=== Work order ===
Could you set down the full listing, unchanged?
*** Available records Section Begins ***
PR #624, opened 2024-07-11
Fix behaviour when reading is complete before returning HTTP streaming resp

DemetrisChr:
## Motivation

If the entire HTTP body has been read in the initial read before returning the HTTP streaming response, any subsequent attempt to read from the TCP socket will never return.

## Changes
*** Available records Section Ends ***
=== Solution to the exercise ===
PR #624, opened 2024-07-11
Fix behaviour when reading is complete before returning HTTP streaming resp

DemetrisChr:
## Motivation

If the entire HTTP body has been read in the initial read before returning the HTTP streaming response, any subsequent attempt to read from the TCP socket will never return.

## Changes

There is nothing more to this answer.